(Your objective): The records that follow are to be reproduced verbatim.

(Records from a data collection)
PR #680, opened 2021-12-01
riscv: pass hart mask by value to SBI wrappers

axel-h:
Hide the actual SBI call parameter details of the legacy API and remove the pointer parameters in the higher code layers. This is a preparation step for switching to the newer SBI API.

### DIFF
--- a/include/arch/riscv/arch/machine.h
+++ b/include/arch/riscv/arch/machine.h
@@ -82,13 +82,13 @@ static inline void ifence(void)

(Expected output):
PR #680, opened 2021-12-01
riscv: pass hart mask by value to SBI wrappers

axel-h:
Hide the actual SBI call parameter details of the legacy API and remove the pointer parameters in the higher code layers. This is a preparation step for switching to the newer SBI API.

### DIFF
--- a/include/arch/riscv/arch/machine.h
+++ b/include/arch/riscv/arch/machine.h
@@ -82,13 +82,13 @@ static inline void ifence(void)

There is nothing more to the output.